My mourning in self-pity lasted for a few minutes before I opened a new window and googled “writes who bloomed later in age.” Reading the biographies of writers like Haruki Murakami and George Eliot calmed me down like a cold Chardonnay. To further relax, I reread Rilke’s exquisite words proclaim that “verses amount to so little when one writes them young. One ought to wait and gather sense and sweetness a whole life long, and a long life if possible, and then, quite at the end, one might perhaps be able to write ten lines that were good.”

These lines come from Rilke’s only and semi-autobiographical novel The Notebook of Malte Laurids Bridgge. The 28-year-old protagonist is frustrated for not having written anything of substance yet. Then he understands that his predicament is normal,

“for verses are not, as people imagine, simply feelings (those one has early enough)–they are experiences. For the sake of a single verse, one must see many cities, men, things, one must know the animals, one must feel how the birds fly and know the gesture with which the little flowers open in the morning.”

Reading Rilke helped but the damage was done. My enthusiasm beaten to the core, I went to sleep and let my essay remain as incoherent ramblings in the form of voice recordings within the confines of my phone.
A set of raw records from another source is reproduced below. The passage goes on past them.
Issue #193, opened 2026-02-18
High cpu causes ui lag


jerodvenemafm:
<img width="965" height="108" alt="Image" src="https://github.com/user-attachments/assets/6507f80a-e200-475c-b745-4b9e01486e83" />

Seems (anecdotally) to be tied to when codex is running. Once it stops, CPU drops again. Noticeably lags out the UI (up arrow to move between nodes takes 2+ seconds to change).

asheshgoplani:
Thanks for reporting this. We shipped a targeted fix in **v0.19.5** (published **February 18, 2026**).

What we changed for Codex-related CPU spikes:
- Rate-limited expensive on-disk Codex session scans in ~/.codex/sessions so they no longer run continuously while Codex is active.
- Avoided redundant tmux CODEX_SESSION_ID environment writes when the value has not changed.

Could you please update to **v0.19.5** and confirm whether CPU usage plus UI lag (arrow-key delay) are resolved on your side?

If you still see it, please share:
- your OS/version
- whether agent-deck codex-hooks status reports INSTALLED
- rough count of files under ~/.codex/sessions

PR #801, opened 2026-04-29
fix(session): release i.mu across opencode CLI subprocess

strofimovsky:
## Summary
- `UpdateStatus` held `i.mu.Lock()` across the `opencode session list` subprocess. On large session stores the subprocess takes multiple seconds; the write-preferring `sync.RWMutex` starved render-path RLocks and froze the TUI for 10-15 s during navigation over active opencode sessions.
- Release `i.mu` around the call; `updateOpenCodeSession` self-manages its locking (subprocess runs unlocked, state reads/writes under lock).
- Bound the subprocess with a 5 s context deadline plus `cmd.WaitDelay = 500 ms` so a Node-style child that holds stdout open does not extend `cmd.Output()` past the context.

## Evidence
Reproduced with an automated 60-second navigation harness against a workload of 28 opencode sessions:

| Metric | Before | After |
|---|---|---|
| `slow_meta_sync.lock_held` (opencode) | 5–7 s per event | **0 ms** across 21/21 events |
| `slow_meta_sync.duration` | 6.0–7.5 s | 2.0–6.5 s (subprocess still slow, but unlocked) |
| Bubble Tea main goroutine during freeze | blocked (inferred from symptom) | `[select]` in event loop (confirmed via `/debug/pprof/goroutine`) |

## Regression tests
Two complementary guards; each empirically verified to fail when its half of the fix is reverted:

- **`TestUpdateOpenCodeSession_DoesNotHoldLockAcrossSubprocess`** — runtime. Stubs `opencode` with a shell script that signals via a file, spawns `updateOpenCodeSession` in a goroutine, asserts `TryLock` succeeds while the subprocess is sleeping. Uses a file-signal handshake rather than `time.Sleep` for deterministic CI.
- **`TestUpdateStatus_DropsLockAroundOpencode`** — source-level (`go/ast` + substring scan). Asserts the `i.mu.Unlock() → i.UpdateOpenCodeSession() → i.mu.Lock()` pattern exists in `UpdateStatus`, catching regressions that a callee-only test cannot.

`go test -race ./internal/session -short` — clean (32 s). Regression tests pass 10/10 under repeated runs.

## Scope: other AI agents need separate fixes
The underlying anti-pattern is endemic to the active-only metadata-sync block in `UpdateStatus` (`instance.go` ~2927-2970): `UpdateClaudeSession`, `UpdateCodexSession`, and `UpdateGeminiSession` are all invoked under `i.mu.Lock()`. Each can exhibit the same freeze symptom under a different workload:

- **Codex** is the worst remaining offender: `collectOtherCodexSessionIDs` runs N × `tmux show-environment` (3 s timeout each), and `queryCodexSessionFromProcessFiles` invokes untimed `ps`, `pgrep`, `lsof`, and `docker exec` subprocesses. Under load this can hold `i.mu` for tens of seconds.
- **Gemini** reads and JSON-parses every `~/.gemini/tmp/<hash>/chats/session-*.json` on each poll; source comments note these can reach 40 MB+.
- **Claude** calls `GetSessionIDFromTmux` (3 s timeout) plus bounded disk scans; lower severity but same pattern.

**This PR intentionally scopes to opencode** because that's what the reproduction harness confirmed. The Codex and Gemini branches should be addressed in follow-up PRs, ideally using the same release-and-reacquire pattern (or a centralised version that releases around the entire metadata-sync block). The Codex probe subprocesses should also gain `context.WithTimeout` regardless.

## Related
- #193 — closed, same class of bug for Codex; fixed in v0.19.5 via rate-limiting the disk scan. This PR addresses the opencode variant with a different approach (lock release), which is more resilient than rate-limiting because it decouples subprocess latency from UI responsiveness.
- #39 — closed, earlier similar UI-freeze symptom after detach; different root cause.

## Known follow-ups (not blocking)
- `applyOpenCodeSessionCandidate` → `setOpenCodeSession` → `tmux SetEnvironment` still runs under the re-acquired lock (~3 s tail on a rebind). Same pattern applies.
- Stale-candidate race: a concurrent `RestartFresh` can clear `OpenCodeSessionID` during the ≤5 s unlocked window, and the subsequent apply can rebind a stale ID. A binding-generation counter would resolve it.
- `queryOpenCodeSession` reads `i.ProjectPath` / `i.OpenCodeSessionID` without a lock; pre-existing race class widened from µs to ≤5 s.

## Test plan
- `go test -race ./internal/session -short` ✅
- Both regression tests empirically confirmed to fail on broken code and pass on fixed code ✅
- 10× stability runs of each regression test: all pass

### DIFF
--- a/internal/session/instance.go
+++ b/internal/session/instance.go
@@ -1230,16 +1230,36 @@ func findBestOpenCodeSession(sessions []openCodeSessionMetadata, projectPath, cu
 // queryOpenCodeSession queries OpenCode CLI for sessions matching our project
 // directory. Unbound instances adopt the most recently updated session, while
 // already-bound instances keep their current ID as long as it still exists.
+//
+// Bounded wall-clock cost:
+//   - 5s context deadline for the subprocess itself.
+//   - WaitDelay=500ms so cmd.Output() returns after the context fires even if
+//     an opencode grandchild keeps stdout pipes open (Go 1.20+).
+//
+// 5s is the ceiling for cold opencode CLI on large session stores; on slower
+// machines this still usually succeeds, and on genuine hangs we log a Warn
+// and lastOpenCodeScanAt schedules the next retry 15s later.
 func (i *Instance) queryOpenCodeSession() string {
+	ctx, cancel := context.WithTimeout(context.Background(), 5*time.Second)
+	defer cancel()
+
 	// Run: opencode session list --format json
-	cmd := exec.Command("opencode", "session", "list", "--format", "json")
+	cmd := exec.CommandContext(ctx, "opencode", "session", "list", "--format", "json")
 	cmd.Dir = i.ProjectPath
+	cmd.WaitDelay = 500 * time.Millisecond
 
 	sessionLog.Debug("opencode_query_sessions", slog.String("dir", i.ProjectPath))
 
 	output, err := cmd.Output()
 	if err != nil {
-		sessionLog.Debug("opencode_query_failed", slog.String("error", err.Error()))
+		if ctx.Err() == context.DeadlineExceeded {
+			sessionLog.Warn("opencode_query_timeout",
+				slog.String("dir", i.ProjectPath),
+				slog.String("instance_id", i.ID),
+			)
+		} else {
+			sessionLog.Debug("opencode_query_failed", slog.String("error", err.Error()))
+		}
 		return ""
 	}
 
@@ -2945,9 +2965,15 @@ func (i *Instance) UpdateStatus() error {
 				i.UpdateCodexSession(exclude)
 			}
 
-			// Update OpenCode session tracking (non-blocking, best-effort)
+			// Update OpenCode session tracking (non-blocking, best-effort).
+			// The opencode CLI subprocess can take seconds and must not run
+			// under i.mu or it starves render-path RLocks and freezes the TUI.
+			// updateOpenCodeSession manages its own locking internally — we
+			// drop i.mu here and reacquire after it returns.
 			if i.Tool == "opencode" {
+				i.mu.Unlock()
 				i.UpdateOpenCodeSession()
+				i.mu.Lock()
 			}
 		}
 	}
@@ -3223,19 +3249,30 @@ func (i *Instance) UpdateOpenCodeSession() {
 	i.updateOpenCodeSession(false)
 }
 
+// updateOpenCodeSession self-manages i.mu: state reads/writes happen under the
+// lock but the queryOpenCodeSession subprocess runs outside it, so a slow
+// opencode CLI cannot starve render-path RLocks on this instance.
+//
+// Contract: callers MUST NOT hold i.mu when invoking this function.
 func (i *Instance) updateOpenCodeSession(force bool) {
 	if i.Tool != "opencode" {
 		return
 	}
 
+	i.mu.Lock()
 	now := time.Now()
 	if !force && !i.lastOpenCodeScanAt.IsZero() && now.Sub(i.lastOpenCodeScanAt) < opencodeRotationScanInterval {
+		i.mu.Unlock()
 		return
 	}
 	i.lastOpenCodeScanAt = now
+	i.mu.Unlock()
 
 	candidate := i.queryOpenCodeSession()
+
+	i.mu.Lock()
 	i.applyOpenCodeSessionCandidate(candidate)
+	i.mu.Unlock()
 }
 
 func (i *Instance) applyOpenCodeSessionCandidate(candidate string) bool {
--- a/internal/session/opencode_lock_test.go
+++ b/internal/session/opencode_lock_test.go
@@ -1,0 +1,157 @@
+package session
+
+import (
+	"go/ast"
+	"go/parser"
+	"go/token"
+	"os"
+	"path/filepath"
+	"runtime"
+	"strings"
+	"testing"
+	"time"
+)
+
+// TestUpdateOpenCodeSession_DoesNotHoldLockAcrossSubprocess is half of the
+// regression guard for the TUI-freeze bug: it verifies that calling
+// updateOpenCodeSession() does not hold i.mu across the opencode CLI
+// subprocess. If a future maintainer adds `i.mu.Lock(); defer i.mu.Unlock()`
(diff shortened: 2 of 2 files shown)


asheshgoplani (approved):
# PR #801 — fix(session): release i.mu across opencode CLI subprocess

**Author:** @strofimovsky
**Branch:** `fix/opencode-lock-starvation` → `main`
**Diff:** +197 / −3 (1 file modified, 1 new test file)
**Verdict:** **APPROVE**

## Summary

Fixes a real TUI-freeze bug where `UpdateStatus` held `i.mu.Lock()` across a multi-second `opencode session list` subprocess, starving render-path RLocks on a write-preferring `sync.RWMutex`. The fix is the right shape: release-and-reacquire around the subprocess at the call site, plus self-managed locking inside `updateOpenCodeSession` so the callee can be invoked safely from anywhere. Subprocess is also bounded with `context.WithTimeout(5s)` + `cmd.WaitDelay = 500ms`, the canonical Go 1.20+ pattern for children that hold stdout pipes.

## Verification

| Check | Result |
|---|---|
| `GOTOOLCHAIN=go1.24.0 go test ./internal/session/... -race -count=1` | **PASS** (21.6s, race-clean) |
| `go vet ./...` | clean |
| Both regression tests × 10 stability runs | 10/10 PASS |
| Reverted callee fix → `TestUpdateOpenCodeSession_DoesNotHoldLockAcrossSubprocess` | **FAIL** as expected (`i.mu is held while the opencode subprocess is running`) |
| Reverted call-site fix → `TestUpdateStatus_DropsLockAroundOpencode` | **FAIL** as expected (`UpdateStatus does not call i.mu.Unlock() within 120 chars before i.UpdateOpenCodeSession()`) |

The "each test fails when its half is reverted" claim in the PR body is empirically verified — both halves of the fix are independently guarded.

## Design review

**Concurrency reasoning is correct.**

- `UpdateStatus` (instance.go:2732) acquires `i.mu.Lock()` with `defer i.mu.Unlock()`. The fix wraps the opencode call with `i.mu.Unlock()` / `i.mu.Lock()` at lines 2974/2976. Between Unlock and re-Lock, the only work is the call to `UpdateOpenCodeSession()` itself; after re-Lock, the function falls through to `return nil` (no state reads that could be inconsistent). The re-acquire is necessary purely so `defer i.mu.Unlock()` doesn't double-unlock.
- `updateOpenCodeSession` (instance.go:3257) takes the lock around state checks and `lastOpenCodeScanAt` update, releases before `queryOpenCodeSession()`, then re-acquires for `applyOpenCodeSessionCandidate`. The contract "callers MUST NOT hold i.mu" is documented in the doc comment. Standard pattern; correctly implemented.
- 5s context + 500ms `WaitDelay` is the right shape for Node-style children that fork grandchildren which inherit stdout. On timeout, `sessionLog.Warn("opencode_query_timeout")` fires and the function returns `""` (safe — `applyOpenCodeSessionCandidate("")` is a no-op for already-bound instances). Next retry is rate-limited by `lastOpenCodeScanAt` to 15s, so a hung opencode binary will not pin a goroutine.

**Test design is solid.** The runtime test uses a file-signal handshake (touch + sleep) instead of `time.Sleep`, which is the right call for CI determinism. The source-level test using `go/ast` + substring scan inside a 120-char window is unusual but justified: standing up a real tmux session that reaches the metadata-sync block at instance.go:~2950 requires bypassing a 1.5s startup grace and a content-based status detector, which is unreasonable in a unit test. The two tests are genuinely complementary — neither subsumes the other.

## Findings

### Non-blocking

1. **Same anti-pattern in Claude/Codex/Gemini branches (acknowledged in PR body).** Confirmed: instance.go:2951/2955/2965 calls `UpdateClaudeSession`, `UpdateGeminiSession`, `UpdateCodexSession` all under `i.mu.Lock()`. Codex is the worst remaining offender — `queryCodexSessionFromProcessFiles` invokes untimed `ps` (instance.go:1638, 1721), `pgrep` (1704), `lsof` (1823), and `docker exec` (1800) with no `context.WithTimeout`. Should be follow-up PRs using the same release-and-reacquire pattern (or, better, a single Unlock around the entire metadata-sync block at 2947–2978). The PR explicitly scopes to opencode because that's what the reproduction harness confirmed; this is the right call.

2. **`slow_meta_sync.lock_held` metric not in tree.** The PR body's quantitative table references log fields (`slow_meta_sync.lock_held`, `slow_meta_sync.duration`) that don't exist in the codebase — confirmed by `grep -rn "slow_meta_sync\|lock_held"` returning zero hits. This was external benchmark instrumentation, not code emitted by this branch. Not blocking, but the table would benefit from a one-line caveat that those numbers came from an out-of-tree probe rather than production logs.

3. **Pre-existing race on `i.ProjectPath` / `i.OpenCodeSessionID` reads in `queryOpenCodeSession`** (acknowledged in PR body's "Known follow-ups"). The window widens from microseconds to ≤5s. A binding-generation counter would close it. Not blocking — the PR makes it visible rather than hiding it.

4. **`applyOpenCodeSessionCandidate` → `setOpenCodeSession` → `tmux SetEnvironment` still under the re-acquired lock** (acknowledged). On a rebind this can hold the lock for ~3s. Same release-and-reacquire pattern would fix it; reasonable to defer.

### Approve as-is

The PR is well-scoped, honest about its limits, has a thorough regression suite that actually exercises the invariant (verified by reverting each half), passes race detector clean, and follows the "TDD always — regression test for a bug lands BEFORE the fix" mandate from `CLAUDE.md`. Both new tests would catch the most natural reintroduction of the bug.

The PR explicitly avoids speculative scope expansion (other AI agents) while leaving a clear breadcrumb for follow-ups. This matches the "Simplicity first — every change minimal, targeted, no speculative refactoring" mandate.

**No `--no-verify` was used; commit message has no Claude attribution; tests gate the lifecycle path. All repo policies satisfied.**

## Recommendation

**APPROVE.** Merge as-is. Open follow-up tickets for:
1. Apply the same release-and-reacquire to Claude/Codex/Gemini branches in `UpdateStatus`.
2. Add `context.WithTimeout` to Codex probe subprocesses (`ps`, `pgrep`, `lsof`, `docker exec`).
3. Binding-generation counter to close the stale-candidate race in `queryOpenCodeSession`.
4. (Cosmetic) Note in PR body that the `slow_meta_sync.*` metrics came from external instrumentation.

The Nobel Laureate poet Wislawa Szymborska put in verse the exact circumstances of my fight with the Muses in a poem that chronicles the birth and slow death of an idea. “So it whispered a few words in my ear,” she repeats throughout “An Idea,” conjuring a whimsical goddess Muse who at once gives and takes away the gift of poetry:


An Idea

for a rhyme? a poem?
Well, fine—I say—stay a while, we’ll talk.
Tell me a little more about yourself.
                 So it whispered a few words in my ear.
Ah, so that’s the story—I say—intriguing.
These matters have long weighed upon my heart.
But a poem about them? I don’t think so.
                 So it whispered a few words in my ear.
It may seem that way—I reply—
but you overestimate my gifts and powers.
I wouldn’t even know where to start.
                 So it whispered a few words in my ear.
You’re wrong—I say—a short, pithy poem
is much harder to than a long one.
Don’t pester me, don’t nag, it won’t turn out.
                 So it whispered a few words in my ear.
All right then, I’ll try, since you insist.
But don’t say I didn’t warn you.
I write, tear it up, and toss it out.
                 So it whispered a few words in my ear.
You’re right—I say—there are always other poets.
Some of them can do it better.
I’ll give you names and addresses.
                 So it whispered a few words in my ear.
Of course I’ll envy them.
We envy even the weak poems.
But this one should…it ought to have…
                 So it whispered a few words in my ear.
Exactly, to have the qualities you’ve listed.
So let’s change the subject.
How about a cup of coffee?
 
It just sighed.
 
And started vanishing.
 
And vanished.

"An Idea" is from Wislawa Szymborska's book of poetry: Here

“An Idea” is from Wislawa Szymborska’s book of poetry: Here

The ancient Greeks believed that the poet composes his poems through the mediation of the Muses – those goddesses responsible for the creation of all art. The Muses bestowed upon the poet the art he poured onto papyrus as a God whispering words of prophecy into the prophet’s ear. Without the Muses, the artist and his work amounted to nothing. They were the real generator of ideas.

Art was garnering a bad reputation back than, no thanks to Plato. Plato considered the artist incapable of the kind of rational thought required for creation. He thought the Muses were madwomen who needed to be medicated and poetry had not value unless the Muses inspired it. Thus, poets were madmen, also in need of medication. No wonder Plato would have banished all practitioners of “imitative” arts from his perfect Republic.

Plato’s sneers aside, what is important for the poet (or the writer, or the musician, or the painter…) is not where the ideas come from but rather where they go. And fear and self-loathing is the Muse’s best weapon as she dangles those ideas in front of the artist.